As I said in my USA Today column, I credit Roberts to ruling as he believed was correct — regardless of the backlash or popularity. I simply do not see the consistent line of principle in the rationales.
I have previously expressed my disagreement with the Roberts opinion on federalism grounds. This will certainly be one of his most famous opinions, but I would not call it one of his best. The opinion seems to me to be hopelessly conflicted and inconsistent. After denouncing the use of the Commerce Clause to justify the law as a claim without a limiting principle, he embraced a view of the tax authority that sweeping and potentially limitless under this “functional approach.” He expressly states that tax authority can be used to simply influence decisions of citizens.
Moreover, I do not get the widespread view that this opinion showed Roberts breaking away from the rigid 5-4 split of the Court saving its credibility. This was a 5–4 decision that was heavily splintered. This is the only time that Roberts has joined a 5-4 decision on the side of the liberal justices. I do not see how this is such a roaring victory for collegiality or unity. What I do see is another example of why we need to expand this Court. As expected it can down to one justice — in this case a justice who literally flipped the result in the final stretch of the deliberations. With only 9 nines, individual concurrences can undermine the clarity or meaning of such a decision.
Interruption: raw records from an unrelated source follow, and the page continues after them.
PR #5528, opened 2024-12-26
PS-9391 Fixes replication break error because of HASH_SCAN 

VarunNagaraju:
https://perconadev.atlassian.net/browse/PS-9391

Problem
=======
When a replica's slave_rows_search_algorithms is set to HASH_SCAN, the
replication may break with HA_ERR_KEY_NOT_FOUND.

Analysis
========
When a replica's slave_rows_search_algorithms is set to HASH_SCAN,
it prepares a unique key list for all the rows in a particular Row_event.
The same unique key list will later be used to retrieve all tuples associated
to each key in the list from storage engine. In the case of multiple updates
targeted at the same row like how it is shown in the testcase, it may happen
that this unique key list filled with entries which don't exist yet in the table.
This is a problem when there is an intermediate update which changes the value
of the index column to a lesser value than the original entry and that changed
value is used in another update as shown in the second part of the testcase.
It is an issue because the unique key list is a std::set which internally
sorts it's entries. When this sorting happens, the first entry of the list
could potentially be a value which doesn't exist in the table and the when
it is searched in next_record_scan() method, it fails returning
HA_ERR_KEY_NOT_FOUND error.

Solution
========
Instead of using std::set to store the distinct keys, a combination of
unordered_set and a list is used to preserve the original order of
updates and avoid duplicates at the same time which prevents the side
effects of sorting.

### DIFF
--- a/sql/log_event.cc
+++ b/sql/log_event.cc
@@ -7870,7 +7870,7 @@ Rows_log_event::Rows_log_event(THD *thd_arg, TABLE *tbl_arg,
       m_curr_row_end(nullptr),
       m_key(nullptr),
       m_key_info(nullptr),
-      m_distinct_keys(Key_compare(&m_key_info)),
+      m_distinct_keys(0, Key_hash(&m_key_info), Key_equal(&m_key_info)),
       m_distinct_key_spare_buf(nullptr) {
   DBUG_TRACE;
   common_header->type_code = event_type;
@@ -7961,7 +7961,7 @@ Rows_log_event::Rows_log_event(
       m_curr_row_end(nullptr),
       m_key(nullptr),
       m_key_info(nullptr),
-      m_distinct_keys(Key_compare(&m_key_info)),
+      m_distinct_keys(0, Key_hash(&m_key_info), Key_equal(&m_key_info)),
       m_distinct_key_spare_buf(nullptr)
 #endif
 {
@@ -9052,9 +9052,9 @@ int Rows_log_event::next_record_scan(bool first_read) {
           marker according to the next key value that we have in the list.
          */
         if (error) {
-          if (m_itr != m_distinct_keys.end()) {
-            m_key = *m_itr;
-            m_itr++;
+          if (m_distinct_key_idx != m_distinct_keys_original_order.size()) {
+            m_key = m_distinct_keys_original_order[m_distinct_key_idx];
+            m_distinct_key_idx++;
             first_read = true;
           } else {
             if (!is_trx_retryable_upon_engine_error(error))
@@ -9088,14 +9088,13 @@ int Rows_log_event::open_record_scan() {
 
   if (m_key_index < MAX_KEY) {
     if (m_rows_lookup_algorithm == ROW_LOOKUP_HASH_SCAN) {
-      /* initialize the iterator over the list of distinct keys that we have */
-      m_itr = m_distinct_keys.begin();
-
-      /* get the first element from the list of keys and increment the
-         iterator
+      /* Initialize the index to go over the vector of distinct keys */
+      m_distinct_key_idx = 0;
+      /* get the first element from the vector of keys and increment the
+         index
        */
-      m_key = *m_itr;
-      m_itr++;
+      m_key = m_distinct_keys_original_order[m_distinct_key_idx];
+      m_distinct_key_idx++;
     } else {
       /* this is an INDEX_SCAN we need to store the key in m_key */
       assert((m_rows_lookup_algorithm == ROW_LOOKUP_INDEX_SCAN) && m_key);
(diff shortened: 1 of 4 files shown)


VarunNagaraju:
https://ps80.cd.percona.com/view/8.0/job/percona-server-8.0-pipeline-parallel-mtr/847/

sql/log_event.h
```diff
@@ -2898,14 +2898,34 @@ class Rows_log_event : public virtual binary_log::Rows_event, public Log_event {
     Key_compare(KEY **ki = nullptr) : m_key_info(ki) {}
     bool operator()(uchar *k1, uchar *k2) const {
       return key_cmp2((*m_key_info)->key_part, k1, (*m_key_info)->key_length,
-                      k2, (*m_key_info)->key_length) < 0;
+                      k2, (*m_key_info)->key_length) == 0;
```
percona-ysorokin, line 2901: Rename this helper class to `Key_equal`.
`Compare` may be misleading as it may mean `comparator` and in your scenario this is no longer the case. All you do now is checking for equality.

sql/log_event.h
```diff
@@ -2898,14 +2898,34 @@ class Rows_log_event : public virtual binary_log::Rows_event, public Log_event {
...
 
    private:
     KEY **m_key_info;
   };
-  std::set<uchar *, Key_compare> m_distinct_keys;
-  std::set<uchar *, Key_compare>::iterator m_itr;
+    class Key_hash {
+    public:
+      Key_hash(KEY **ki = nullptr) : m_key_info(ki) {}
+      size_t operator()(uchar* ptr) const {
```
percona-ysorokin: May be just create a `std::string_view` from `ptr` and `(*m_key_info)->key_length` and calculate a hash of this string_view using standard hash function.
```c++
std::string_view sv{ptr, (*m_key_info)->key_length};
return std::hash(sv);
```

sql/log_event.cc
```diff
@@ -9142,9 +9141,10 @@ int Rows_log_event::add_key_to_distinct_keyset() {
   DBUG_TRACE;
   assert(m_key_index < MAX_KEY);
   key_copy(m_distinct_key_spare_buf, m_table->record[0], m_key_info, 0);
-  std::pair<std::set<uchar *, Key_compare>::iterator, bool> ret =
+  std::pair<std::unordered_set<uchar *, Key_hash, Key_compare>::iterator, bool> ret =
```
percona-ysorokin: May be just `auto`?

sql/log_event.cc
```diff
@@ -9088,14 +9090,11 @@ int Rows_log_event::open_record_scan() {
 
   if (m_key_index < MAX_KEY) {
     if (m_rows_lookup_algorithm == ROW_LOOKUP_HASH_SCAN) {
-      /* initialize the iterator over the list of distinct keys that we have */
-      m_itr = m_distinct_keys.begin();
```
percona-ysorokin, line 9092: Shouldn't we change this to `m_distinct_key_id = 0`?

sql/log_event.cc
```diff
@@ -9068,8 +9068,10 @@ int Rows_log_event::next_record_scan(bool first_read) {
       if ((error = table->file->ha_index_read_map(
                table->record[0], m_key, HA_WHOLE_KEY, HA_READ_KEY_EXACT))) {
         DBUG_PRINT("info", ("no record matching the key found in the table"));
-        if (!is_trx_retryable_upon_engine_error(error))
+        if (!is_trx_retryable_upon_engine_error(error)) {
+          sleep(10);
```
percona-ysorokin: Is this intentional or just for debugging?

percona-ysorokin (changes requested):

sql/log_event.h
VarunNagaraju: Done

sql/log_event.cc
VarunNagaraju: It was just for debugging. Removed it.

sql/log_event.cc
VarunNagaraju: m_distinct_key_idx is already set to 0 when it is declared.

sql/log_event.cc
VarunNagaraju: Done

sql/log_event.h
VarunNagaraju: Thanks for the suggestion. Done.

VarunNagaraju:
https://ps80.cd.percona.com/view/8.0/job/percona-server-8.0-pipeline-parallel-mtr/849/

sql/log_event.cc
percona-ysorokin: @VarunNagaraju my point here is that you do not have this initial initialization logic in the constructor of the `Rows_log_event` class but instead have a special function `open_record_scan()` in the interface of this class.
Which means that theoretically the user of this class is allowed to do
```
open_record_scan();
while(...) {
  next_record_scan();
  ...  
}
// and then start iteration for the second time
open_record_scan();
while(...) {
  next_record_scan();
  ...  
}
```
I understand that currently this is not happening - just want to be "future changes"-proof 🙂 here.
In other words, I would still put that `m_distinct_key_id = 0` here.

percona-ysorokin (approved):
LGTM with one `m_distinct_key_id = 0` comment addressed

VarunNagaraju:
https://ps80.cd.percona.com/job/percona-server-8.0-param-parallel-mtr/78/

The reason I wrote the earlier column (and a longer piece) on the expansion proposal in the Post — the follow up column in the Guardian — was because the momentous decisions this week shows the dangers of this concentration of power — a concentration that other leading nations avoid. I would have felt the same way if the result were flipped — as many of us expected.
With a larger court, it is certainly possible to have a 9-8 split (many people missed the fact that I proposed a 19 member Court in the hopes of returning to two justices serving by designation each year on lower courts). However, the experience with both appellate courts sitting en banc and foreign high courts show that these alliances are more fluid and less predicable. I am scheduled to discuss this proposal on NPR’s Talk of the Nation today.